Dataset entries →
PR #14, opened 2020-01-25
K8SPXC-219 Helm 3 support

cap1984:


charts/pxc-operator/Chart.yaml
```diff
@@ -1,9 +1,9 @@
 apiVersion: v1
 appVersion: "1.3.0"
-description: A Helm chart for Deploying the Percona XtraDB Cluster Operator Kubernetes
+description: A Helm 3 chart for Deploying the Percona XtraDB Cluster Operator Kubernetes
```
paulczar: I don't think we need to specify `Helm 3` in the description.  This chart should continue to work for `Helm 2` as well, with the additional instructions of `kubectl apply -f crd/` beforehand.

What is being asked → The records above must be written out again exactly.

Result of this exercise →
PR #14, opened 2020-01-25
K8SPXC-219 Helm 3 support

cap1984:


charts/pxc-operator/Chart.yaml
```diff
@@ -1,9 +1,9 @@
 apiVersion: v1
 appVersion: "1.3.0"
-description: A Helm chart for Deploying the Percona XtraDB Cluster Operator Kubernetes
+description: A Helm 3 chart for Deploying the Percona XtraDB Cluster Operator Kubernetes
```
paulczar: I don't think we need to specify `Helm 3` in the description.  This chart should continue to work for `Helm 2` as well, with the additional instructions of `kubectl apply -f crd/` beforehand.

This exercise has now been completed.